**Exercise objective:**
Check each line of the listing for the string "NSObject", count the lines that have it, and answer with that number only.
-*-
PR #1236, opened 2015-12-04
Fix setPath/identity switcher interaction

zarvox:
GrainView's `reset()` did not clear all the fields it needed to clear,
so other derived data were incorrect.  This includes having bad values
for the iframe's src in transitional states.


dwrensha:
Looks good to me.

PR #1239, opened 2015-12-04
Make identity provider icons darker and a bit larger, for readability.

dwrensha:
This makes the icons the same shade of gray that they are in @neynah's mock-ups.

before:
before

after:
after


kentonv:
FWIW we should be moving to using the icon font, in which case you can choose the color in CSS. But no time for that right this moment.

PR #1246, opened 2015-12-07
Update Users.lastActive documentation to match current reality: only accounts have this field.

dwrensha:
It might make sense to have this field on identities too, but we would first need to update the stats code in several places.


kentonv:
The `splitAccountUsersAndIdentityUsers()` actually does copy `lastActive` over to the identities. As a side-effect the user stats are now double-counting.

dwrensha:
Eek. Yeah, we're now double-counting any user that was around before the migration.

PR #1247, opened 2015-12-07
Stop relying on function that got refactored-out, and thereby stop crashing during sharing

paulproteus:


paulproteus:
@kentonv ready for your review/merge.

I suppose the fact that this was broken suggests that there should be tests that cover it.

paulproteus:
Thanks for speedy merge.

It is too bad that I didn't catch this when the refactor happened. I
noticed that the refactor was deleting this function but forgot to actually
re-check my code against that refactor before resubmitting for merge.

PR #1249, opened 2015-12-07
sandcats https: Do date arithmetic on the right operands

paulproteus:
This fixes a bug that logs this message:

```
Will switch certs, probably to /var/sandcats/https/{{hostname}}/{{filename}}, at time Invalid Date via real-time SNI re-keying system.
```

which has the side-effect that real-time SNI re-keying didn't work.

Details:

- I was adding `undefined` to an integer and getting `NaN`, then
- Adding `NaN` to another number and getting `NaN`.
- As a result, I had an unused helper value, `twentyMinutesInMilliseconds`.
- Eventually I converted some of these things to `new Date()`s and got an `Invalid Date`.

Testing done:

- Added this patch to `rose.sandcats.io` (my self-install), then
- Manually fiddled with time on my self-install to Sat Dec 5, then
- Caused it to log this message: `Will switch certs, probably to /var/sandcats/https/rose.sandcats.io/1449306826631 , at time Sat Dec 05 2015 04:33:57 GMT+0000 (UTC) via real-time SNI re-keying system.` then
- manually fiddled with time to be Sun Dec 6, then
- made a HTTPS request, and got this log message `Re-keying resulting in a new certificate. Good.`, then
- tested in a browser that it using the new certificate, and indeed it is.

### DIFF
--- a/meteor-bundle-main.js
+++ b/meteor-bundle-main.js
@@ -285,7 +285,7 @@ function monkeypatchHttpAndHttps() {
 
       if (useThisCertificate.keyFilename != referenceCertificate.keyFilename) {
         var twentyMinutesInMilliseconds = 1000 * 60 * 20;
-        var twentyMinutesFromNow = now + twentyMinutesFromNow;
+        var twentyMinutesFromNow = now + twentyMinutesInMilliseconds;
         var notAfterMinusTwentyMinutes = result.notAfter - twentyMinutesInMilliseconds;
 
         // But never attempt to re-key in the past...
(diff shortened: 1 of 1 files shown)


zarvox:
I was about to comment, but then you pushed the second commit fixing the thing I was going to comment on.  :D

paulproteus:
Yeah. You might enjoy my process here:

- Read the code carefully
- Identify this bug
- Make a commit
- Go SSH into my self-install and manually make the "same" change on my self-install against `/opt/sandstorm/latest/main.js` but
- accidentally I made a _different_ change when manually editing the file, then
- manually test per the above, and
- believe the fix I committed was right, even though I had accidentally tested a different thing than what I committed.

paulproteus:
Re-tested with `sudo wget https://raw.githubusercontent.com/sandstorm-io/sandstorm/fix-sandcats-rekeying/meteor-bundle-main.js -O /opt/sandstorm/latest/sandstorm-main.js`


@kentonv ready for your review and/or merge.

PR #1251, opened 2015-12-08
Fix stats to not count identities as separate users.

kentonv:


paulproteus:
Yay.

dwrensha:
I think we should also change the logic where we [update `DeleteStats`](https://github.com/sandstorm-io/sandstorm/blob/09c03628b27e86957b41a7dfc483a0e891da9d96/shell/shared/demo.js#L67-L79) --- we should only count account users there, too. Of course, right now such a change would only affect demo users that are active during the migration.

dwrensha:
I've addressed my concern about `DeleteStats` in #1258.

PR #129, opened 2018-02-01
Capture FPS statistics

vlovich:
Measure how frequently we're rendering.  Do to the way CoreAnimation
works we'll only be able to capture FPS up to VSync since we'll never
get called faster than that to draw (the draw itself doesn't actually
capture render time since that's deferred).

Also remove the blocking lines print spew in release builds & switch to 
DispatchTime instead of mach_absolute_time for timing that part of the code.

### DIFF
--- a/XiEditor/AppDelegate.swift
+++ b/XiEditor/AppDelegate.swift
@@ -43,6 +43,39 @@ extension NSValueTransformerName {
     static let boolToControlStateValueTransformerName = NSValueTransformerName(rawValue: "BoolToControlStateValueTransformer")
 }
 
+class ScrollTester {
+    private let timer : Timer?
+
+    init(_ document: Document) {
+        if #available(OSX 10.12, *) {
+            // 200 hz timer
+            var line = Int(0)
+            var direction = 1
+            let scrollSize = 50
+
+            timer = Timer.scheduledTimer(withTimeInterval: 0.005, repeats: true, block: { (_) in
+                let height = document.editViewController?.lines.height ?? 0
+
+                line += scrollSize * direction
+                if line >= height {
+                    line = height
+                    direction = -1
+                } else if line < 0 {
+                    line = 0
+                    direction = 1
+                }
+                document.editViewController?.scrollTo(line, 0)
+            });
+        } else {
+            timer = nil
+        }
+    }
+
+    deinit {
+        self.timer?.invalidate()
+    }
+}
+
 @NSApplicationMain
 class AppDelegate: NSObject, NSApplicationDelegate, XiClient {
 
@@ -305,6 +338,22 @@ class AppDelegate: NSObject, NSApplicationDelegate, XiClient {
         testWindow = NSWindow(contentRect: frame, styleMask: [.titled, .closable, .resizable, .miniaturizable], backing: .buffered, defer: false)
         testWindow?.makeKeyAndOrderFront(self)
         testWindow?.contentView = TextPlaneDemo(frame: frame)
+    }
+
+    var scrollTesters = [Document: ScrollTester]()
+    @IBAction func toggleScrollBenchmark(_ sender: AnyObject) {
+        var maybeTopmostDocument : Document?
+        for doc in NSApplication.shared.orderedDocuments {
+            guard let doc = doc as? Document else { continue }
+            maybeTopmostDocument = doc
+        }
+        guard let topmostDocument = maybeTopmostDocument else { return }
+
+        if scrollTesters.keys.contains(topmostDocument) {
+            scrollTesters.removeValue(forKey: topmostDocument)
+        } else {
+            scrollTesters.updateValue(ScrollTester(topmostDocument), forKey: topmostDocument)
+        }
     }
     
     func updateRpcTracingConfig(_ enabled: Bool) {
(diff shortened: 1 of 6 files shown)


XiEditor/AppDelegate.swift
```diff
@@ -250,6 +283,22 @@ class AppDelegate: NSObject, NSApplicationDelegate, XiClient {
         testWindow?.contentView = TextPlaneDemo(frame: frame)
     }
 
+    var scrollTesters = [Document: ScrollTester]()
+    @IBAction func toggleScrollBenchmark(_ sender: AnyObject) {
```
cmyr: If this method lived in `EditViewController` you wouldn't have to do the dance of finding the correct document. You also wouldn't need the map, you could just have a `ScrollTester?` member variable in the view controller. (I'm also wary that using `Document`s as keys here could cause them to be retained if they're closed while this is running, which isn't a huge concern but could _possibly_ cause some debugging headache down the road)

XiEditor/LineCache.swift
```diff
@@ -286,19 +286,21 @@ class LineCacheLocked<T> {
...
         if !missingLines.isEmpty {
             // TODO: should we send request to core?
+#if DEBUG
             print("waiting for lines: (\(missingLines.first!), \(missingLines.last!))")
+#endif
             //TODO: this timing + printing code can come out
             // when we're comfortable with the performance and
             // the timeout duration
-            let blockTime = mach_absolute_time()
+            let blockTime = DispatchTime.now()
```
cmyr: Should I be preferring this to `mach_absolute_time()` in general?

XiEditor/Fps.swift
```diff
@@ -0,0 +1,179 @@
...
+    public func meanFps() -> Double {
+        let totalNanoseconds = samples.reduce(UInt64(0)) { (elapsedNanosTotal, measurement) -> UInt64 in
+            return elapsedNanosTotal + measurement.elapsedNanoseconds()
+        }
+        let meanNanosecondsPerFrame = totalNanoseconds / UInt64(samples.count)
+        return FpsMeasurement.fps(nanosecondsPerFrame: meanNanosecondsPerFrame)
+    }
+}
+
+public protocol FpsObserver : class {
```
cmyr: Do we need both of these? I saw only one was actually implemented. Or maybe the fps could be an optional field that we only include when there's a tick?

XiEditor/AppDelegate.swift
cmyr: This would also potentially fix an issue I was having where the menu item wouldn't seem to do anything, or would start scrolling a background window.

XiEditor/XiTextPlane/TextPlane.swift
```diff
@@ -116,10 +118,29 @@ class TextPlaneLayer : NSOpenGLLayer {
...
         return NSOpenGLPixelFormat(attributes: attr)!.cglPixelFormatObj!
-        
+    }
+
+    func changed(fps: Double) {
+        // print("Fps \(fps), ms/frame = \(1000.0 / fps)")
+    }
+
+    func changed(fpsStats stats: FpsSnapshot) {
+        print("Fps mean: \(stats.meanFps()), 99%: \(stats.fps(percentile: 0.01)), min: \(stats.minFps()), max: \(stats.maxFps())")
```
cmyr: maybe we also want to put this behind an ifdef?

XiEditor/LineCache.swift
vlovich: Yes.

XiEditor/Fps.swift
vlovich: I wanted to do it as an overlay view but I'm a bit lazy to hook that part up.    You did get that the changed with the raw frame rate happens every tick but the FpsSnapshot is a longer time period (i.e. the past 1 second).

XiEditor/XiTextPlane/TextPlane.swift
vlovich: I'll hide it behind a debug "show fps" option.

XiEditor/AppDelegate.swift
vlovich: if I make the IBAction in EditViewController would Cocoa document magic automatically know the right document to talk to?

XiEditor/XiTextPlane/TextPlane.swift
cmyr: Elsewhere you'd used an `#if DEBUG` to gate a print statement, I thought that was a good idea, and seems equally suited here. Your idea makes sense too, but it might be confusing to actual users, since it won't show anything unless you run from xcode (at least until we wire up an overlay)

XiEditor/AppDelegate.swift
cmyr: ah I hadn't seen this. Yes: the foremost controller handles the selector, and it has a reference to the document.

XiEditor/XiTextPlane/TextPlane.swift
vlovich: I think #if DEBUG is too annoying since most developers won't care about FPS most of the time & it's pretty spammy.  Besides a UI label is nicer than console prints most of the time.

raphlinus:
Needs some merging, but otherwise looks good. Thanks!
-*-
**Your solution:**
3